* _Your instructions_:
Nothing in the data should be left out or altered when it is retyped.

* _Data for analysis_:
PR #14025, opened 2022-06-20
fix: remove useless script

gccgdb1234:


sangshuduo:
the script `packaging/tools/makepkg.sh` and few documents need modify accordingly.

PR #14066, opened 2022-06-21
fix(tsdb): 'extraRow' was set but never used (2.6)

sunshine-smdbs:
fix as issue described.


sunshine-smdbs:
fix while update = 2, the way to obtain row in IMemTable to merge.

PR #14082, opened 2022-06-21
fix: update taos-tools

sangshuduo:
add data file version check

[TD-13052]


sangshuduo:
Already reviewed in the taos-tools repo. just update the commit to TDengine.

PR #14269, opened 2022-06-26
fix: some warnings by Coverity Scan in monMain.c

fansehep:


xiangminghu (commented):
1. Besides -1, shouldn't charLen also be checked against 0? 

2. In the lines comparing against string literals such as "master", wouldn't it make more sense to just use strcmp?

guanshengliang (approved):

guanshengliang:
There is a conflict, close it

PR #8243, opened 2024-10-16
docs: remove "Only a single source may be defined for each dependency"

j178:
After #7745, mutiple sources are supported.


charliermarsh (approved):
Thanks!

* _Output below_:
PR #14025, opened 2022-06-20
fix: remove useless script

gccgdb1234:


sangshuduo:
the script `packaging/tools/makepkg.sh` and few documents need modify accordingly.

PR #14066, opened 2022-06-21
fix(tsdb): 'extraRow' was set but never used (2.6)

sunshine-smdbs:
fix as issue described.


sunshine-smdbs:
fix while update = 2, the way to obtain row in IMemTable to merge.

PR #14082, opened 2022-06-21
fix: update taos-tools

sangshuduo:
add data file version check

[TD-13052]


sangshuduo:
Already reviewed in the taos-tools repo. just update the commit to TDengine.

PR #14269, opened 2022-06-26
fix: some warnings by Coverity Scan in monMain.c

fansehep:


xiangminghu (commented):
1. Besides -1, shouldn't charLen also be checked against 0? 

2. In the lines comparing against string literals such as "master", wouldn't it make more sense to just use strcmp?

guanshengliang (approved):

guanshengliang:
There is a conflict, close it

PR #8243, opened 2024-10-16
docs: remove "Only a single source may be defined for each dependency"

j178:
After #7745, mutiple sources are supported.


charliermarsh (approved):
Thanks!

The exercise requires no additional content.